Hi Does anyone out there know of anyone who recycles motorhomes


----------



## shortcircuit (Mar 19, 2006)

http://www.caravanbreakersnationwide.co.uk/


----------



## 88870 (May 10, 2005)

Whoa, just taken a look at the website. Some of the stuff on there is well expensive ... I thought it was a breakers!! 8O 

I also clicked on the used link ... but it doesn't list stuff you have to ask for what you want and they search I think.


----------



## shortcircuit (Mar 19, 2006)

wurz

I have absolutely no knowledge of this site. I have just passed some info and if you can provide better information to the enquirer I will be over the moon


----------



## 88870 (May 10, 2005)

Hi Shortcircuit, I wasn't moaning ... honest! :lol: :lol: 

I have been looking for some bits for my van lately and thought the breakers might have been the answer so I was really excited to see the link! 

However, I may have expressed my disappointment at not being able to view lots of cheap odds and sods online a little too quickly and seemed very ungrateful for the time and effort you made in posting.  

Please accept my most humble apologies


----------



## shortcircuit (Mar 19, 2006)

wurtz

Please accept *my *apologies.

I had done no investigation into this site other than a general Web enquiry about a Truma heater which brought this site up. Now I have looked at it and it does not seem to be of much use which you have highlighted.

Totally off subject, but its Friday night and I have a few nippy sweeties, so may not make to much sense other than to agree with what you have said.


----------



## scottie (May 11, 2005)

Hi 
you could try humnamby caravans near filey they break up caravans.prices ,well so so
you could try 
caravanpartsonline.co.uk

i have bought from them again cost, so so

scottie


----------



## bozerboy (Feb 23, 2007)

*motorhome breakers NOT caravans*

Hi whilst I do appreciate the feedback given.so far.
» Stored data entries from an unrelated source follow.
PR #1292, opened 2020-08-04
Begin CI doc enforcement

austinbyers:
## Background

Gitbooks is primarily designed for a WYSIWYG workflow, but we have a git-first workflow. That means it's easy for us to accidentally add the wrong internal links - every single version of our documentation (including the current one) has several broken links.

I spent several hours in the last release cleaning up broken links, so now I'm automating their detection. This PR is the first half - using regex patterns to extract the links and at least validate their pattern. Subsequent PRs will validate that the linked files and headers actually exist.

Even this simple step already caught a few currently broken links fixed in this PR

Part of #1169 

## Changes

- Add an index for all log types: we need some file to link to which shows our "supported logs", but you can't link to a directory without a README
    - Refactored `mage doc` to be more object oriented to more easily generate this summary page
- Extract all documentation references and validate their patterns - they must be an image, external link, mailto, or an internal reference
    - Added a `mage test:doc` command which also runs as part of `mage test:ci`

## Testing

- Pushed the documentation: https://docs.runpanther.io/v/austin-ci-docs
    - In particular, see the new "supported logs" summary page here: https://docs.runpanther.io/v/austin-ci-docs/log-analysis/supported-logs
- `mage doc test:doc`

Issue #1169, opened 2020-07-14
Check doc links in CI


austinbyers:
### Description

It is very easy to have broken documentation links, especially ones that rely on relative paths. In fact, we have 48 broken links live in our documentation right now: https://github.com/panther-labs/panther/pull/1167

We should add some simple CI checks to block merges with broken links.

### Acceptance Criteria

CI will fail if any of the following are true:

- A link is invalid
    - This could be a relative path, e.g. `[link text](../path/overview.md#Header)`, in which case both the file and the header within that file need to exist.
    - All other paths must be a valid URL. For example, `[https://example.com](example)` is flipped and should fail CI (this happened in our live documentation)
- There are documentation pages not linked in the SUMMARY table of contents
- There are images in the `assets` folder which are not linked anywhere (these should be deleted)

3nvi:
We can also enhance this check by making sure  that the  UI always links to a valid doc (i.e. URL path still exists). We can do that easily with a static analysis, since the code for  the docs  is checked out in  the same repo.

If you want to, the FE team can own the JS related checks :)

austinbyers:
> We can also enhance this check by making sure that the UI always links to a valid doc (i.e. URL path still exists). We can do that easily with a static analysis, since the code for the docs is checked out in the same repo.

This turned out to be fairly complex, but I was able to implement it

3nvi:
> > We can also enhance this check by making sure that the UI always links to a valid doc (i.e. URL path still exists). We can do that easily with a static analysis, since the code for the docs is checked out in the same repo.
> 
> This turned out to be fairly complex, but I was able to implement it

Amazing! Thanks @austinbyers

PR #1302, opened 2020-08-06
Validate links to images and other documentation files

austinbyers:
## Background

#1296 is a perfect example of why we need automated testing for documentation in CI. @kostaspap rearranged some files, which actually broke a navbar link and an embedded image. The only reason I know that is the code in this PR caught the issues.

This PR is part 2/3 (following #1292) to validate documentation links in CI (#1169)

## Changes

- Move document parsing (link + header extraction) into its own function and add clear error messages and unit tests
- Validate that referenced images and documents actually exist at the given path
- Error if there are unused assets
- Bugfix: `mage test:ci` suppresses the output of some noisy tests, even if they failed. For these tests (which print everything to stderr, both passes and failures), we now capture stderr and print it in the event of a failure
- Bugfix: Correct broken links from #1296

## Testing

- `mage fmt test:go test:doc`
- `test:doc` is already running in CI against all of our documentation

## Next PR

- Validate header links
- Ensure all pages are listed in the SUMMARY


docs/gitbook/SUMMARY.md
```diff
@@ -20,16 +20,16 @@
   * [Slack](destinations/slack.md)
   * [SNS](destinations/sns.md)
   * [SQS](destinations/sqs.md)
-* [Analysis]()
+* Analysis
```
austinbyers, line 23: Having empty links is fine, but there's no real reason to have them

docs/gitbook/SUMMARY.md
```diff
@@ -213,7 +213,7 @@
   * [Example Queries](enterprise/data-analytics/example-queries.md)
   * [Data Explorer](enterprise/data-analytics/data-explorer.md)
   * [Automatic Log Compaction](enterprise/data-analytics/log-compaction.md)
-* [SaaS Logs](enterprise/saas-logs.md)
+* [SaaS Logs](enterprise/saas-logs/saas-logs.md)
```
austinbyers, line 216: Should have changed in #1296

docs/gitbook/enterprise/saas-logs/saas-logs.md
```diff
@@ -29,4 +29,4 @@ Panther has direct support for pulling log data from AWS EventBridge, enabling r
 
 To set up in Panther, navigate to `Log Analysis` > `Sources` > `Add Source` and select `Amazon EventBridge`:
 
-![EventBridge](../.gitbook/assets/enterprise/saas-logs/eventbridge.png)
+![EventBridge](../../.gitbook/assets/enterprise/saas-logs/eventbridge.png)
```
austinbyers, line 32: Should have changed in #1296

tools/mage/doc.go
```diff
@@ -131,7 +131,7 @@ func headerAnchor(sectionTitle string) (string, error) {
 	var formattedWords []string
 	for _, word := range strings.Split(sectionTitle, " ") {
 		// Remove/replace special characters
-		//     "AWS.S3ServerAccess" => "aws-s3serveraccess"
+		//     "aws.s3serveraccess" => "aws-s3serveraccess"
```
austinbyers, line 134: The string is already lowercase when it reaches this point (it didn't used to be)

tools/mage/doc_parse.go
```diff
@@ -0,0 +1,186 @@
...
+
+	// web reference - http(s) links
+	webLinkPattern = regexp.MustCompile(`^https?://[A-Za-z0-9.#?&%/:=_-]{5,}$`)
+
+	// email link - based on the same regex we use for emails in CloudFormation parameters
+	emailLinkPattern = regexp.MustCompile(`^mailto:[A-Za-z0-9._%+-]+@[A-Za-z0-9.-]+\.[A-Za-z]{2,}$`)
+
+	// Asset reference - an image in the docs/gitbook/.gitbook/assets folder
+	// For example, "../.gitbook/assets/log-analysis/setup-sns1.png"
+	assetLinkPattern = regexp.MustCompile(`^(?:\.\./)*\.gitbook/assets/[a-z0-9/-]+\.(?:png|jpg)$`)
```
kostaspap, line 66: I see that we have some [pictures](https://github.com/panther-labs/panther/tree/master/docs/img) under `docs/img` folder. Are they there by mistake and thus should be moved/removed? Otherwise we might need to also check those links as well.

tools/mage/doc_parse.go
```diff
@@ -0,0 +1,186 @@
...
+	// find section titles: "## text" at the beginning of a line
+	headerPattern = regexp.MustCompile(`(?:^|\n)#+(.*)`)
+
+	// note: we need the non-greedy variant, hence ".*?"
+	linkPattern = regexp.MustCompile(`!?\[.*?\]\((.*?)\)`) // e.g. "[myfile](path/to/doc.md)"
+
+	// Every link target must be one of the following:
+
+	// web reference - http(s) links
+	webLinkPattern = regexp.MustCompile(`^https?://[A-Za-z0-9.#?&%/:=_-]{5,}$`)
```
kostaspap, line 59: nitpick: I believe you could replace all `A-Za-z0-9` with word character `\w`

tools/mage/doc_parse.go
```diff
@@ -0,0 +1,186 @@
...
+	//
+	// Examples:
+	//    - "#aws-credentials"                       (header in same file)
+	//    - "../enterprise/data-analytics/README.md" (a different document)
+	//    - "development.md#deploying"               (header in another file)
+	//    - ""                                       (file and header are both optional in regex)
+	//
+	// Non-examples:
+	//    - "../log-analysis"           (prevent directory links - link will fail without README)
+	//    - "quick_start.md"            (use "-" instead of "_")
```
kostaspap, line 82: Out of interesting, is there any specific reason to do this or this is just a style we want to enforce?

tools/mage/doc_parse.go
```diff
@@ -0,0 +1,186 @@
...
+					match[0], assetLinkPattern.String()))
+			}
+		} else if webLinkPattern.MatchString(target) {
+			result.WebLinks = append(result.WebLinks, target)
+		} else if emailLinkPattern.MatchString(target) {
+			result.EmailLinks = append(result.EmailLinks, target)
+		} else if docMatch := docLinkPattern.FindStringSubmatch(target); docMatch != nil {
+			if target == "" {
+				// the doc link pattern could match an empty string
+				errs = append(errs, fmt.Sprintf("%s has empty link target", match[0]))
```
kostaspap, line 151: Does it make sense to move this higher up, e.g. after line 134?

3nvi:
I like it 🌮

tools/mage/doc_parse.go
```diff
@@ -0,0 +1,186 @@
...
+				result.DocLinks = append(result.DocLinks, docLink{Path: docMatch[1], Header: docMatch[2]})
+			}
+		} else {
+			// This link couldn't be classified - try to offer a helpful error message for common mistakes
+			if assetLinkPattern.MatchString(target) {
+				errs = append(errs, fmt.Sprintf("%s looks like an image, but is not prefixed with !", match[0]))
+				continue
+			}
+
+			if strings.Contains(target, ".com") || strings.Contains(target, ".io") {
```
rleighton, line 162: Can you add a comment as to why specifically ".com" and ".io"

tools/mage/test_namespace.go
```diff
@@ -130,71 +129,88 @@ func (Test) Doc() {
...
-			}
+			// TODO - validate headers
 		}
 	}
 
-	if errCount > 1 {
-		return fmt.Errorf("test:doc: %d errors", errCount)
+	// Check for unused image assets
+	walk(assetDir, func(path string, info os.FileInfo) {
+		if _, exists := linkedImages[path]; !exists && !info.IsDir() && filepath.Ext(path) != ".DS_Store" {
```
rleighton, line 207: Why would ".DS_Store" end up in `linkedImages` ?

tools/mage/testdata/docs/invalid.md
```diff
@@ -0,0 +1,29 @@
...
+
+### Duplicate
+
+# Invalid Links
+
+![](wrong-image-format.txt)
+
+[empty]() - empty link
+
+[](example.com) - needs to be prefixed with https://
```
rleighton, line 23: or http:// ?

tools/mage/doc_parse.go
austinbyers: `docs/img` are only used for the README - these cannot be used for documentation, `gitbooks` won't be able to find them (I tried once)

tools/mage/doc_parse.go
austinbyers: `\w` is actually `[0-9A-Za-z_]`, which is often more permissive than we need. Here, that would work, but other times we allow only letters and numbers, for example.

`\w` can also change its meaning depending on whether you allow unicode matching or just pure ASCII. So, I usually prefer to be explicit

tools/mage/doc_parse.go
austinbyers: No specific reason, it's just the style we use everywhere today, figured we could keep it that way

tools/mage/doc_parse.go
austinbyers: I'll go ahead and change it where the entire character set overlaps: here and in email link

tools/mage/doc_parse.go
austinbyers: Doesn't really matter - the empty string can only match the doc pattern, not any others. But it'd be a bit easier to read, so sure!

tools/mage/doc_parse.go
austinbyers: Ah, those are just my guess as to the most common links people would add. This whole block is just trying to figure out the most helpful error message we can show.

This particular check may not be very helpful, I'll just let it fall through to the final error message which shows the expected patterns

tools/mage/test_namespace.go
austinbyers: It wouldn't - that conditional says "if the image does *NOT* exist in linkedImages AND it's not a `.DS_Store` file, then complain"

In other words, `mage test:doc` was complaining on my laptop that `.DS_Store` files were not linked, here we're excluding those

austinbyers:
>  I mistakenly thought #1169 was already checking for this type of links ^^

No worries, not blaming you at all, was just pointing out a good example of why I'm doing this work. #1169 just added the regex parsing, it didn't validate that the paths actually existed.

tools/mage/doc_parse.go
austinbyers: On second thought, it would be confusing to fail to match the regex just because an underscore was used. I'll allow it (and then we can also use `\w` like you suggest)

They are caravan breakers.
Was wondering if anyone specialised in Motorhomes!!!!


----------



## 88870 (May 10, 2005)

shortcircuit said:


> wurtz
> 
> Please accept *my *apologies.
> 
> ...


Shortcircuit .. its now Saturday night and I have had a few nippy sweeties too so I understand you perfectly :lol: :lol: :lol:


----------



## 88797 (May 9, 2005)

try this one:

caravan breakers


----------



## travellingmomma (May 4, 2014)

2014 and still having problems sourcing a bathroom to fit a compass drifter - sometimes wish I had a caravan :?


----------



## Grizzly (May 9, 2005)

travellingmomma said:


> 2014 and still having problems sourcing a bathroom to fit a compass drifter - sometimes wish I had a caravan :?


Have you tried:

http://www.caravanbreakers.net/

We had good service from the above for a water pump. They do break and service motorhomes as well as selling new accessories and are helpful on the phone.Not the same people as the original link you were given in 2007. Incidentally, don't try that link: I did and got back the message that a high risk site was trying to gain access to my computer.

G

Edit to add bathroom link:

http://www.caravanbreakers.net/www.caravanbreakers.net/info.php?p=9&cat=185225


----------



## travellingmomma (May 4, 2014)

Thanks for that one Grizzly - just about to go and have a better look but it looks promising


----------



## rosalan (Aug 24, 2009)

Warning... I just used the site http://www.caravanbreakersnationwide.co.uk/ posted earlier and got some much unwanted spam.
(Yes I do have filters)


----------



## jarcadia (May 1, 2005)

We can recommend the breakers at Blaenavon, huge place, and friendly staff. 

While there it's worth a visit to The Big Pit almost next door, open -air museum and a trip down a coal mine, kids love it and it's free!


----------



## travellingmomma (May 4, 2014)

Going to give them a call tomorrow and see if they can help. We did a family trip to Big Pit a few years ago - loved it but not sure I should have gone down the pit (good job I had my granddaughter with me, we held each others hands 8O )


----------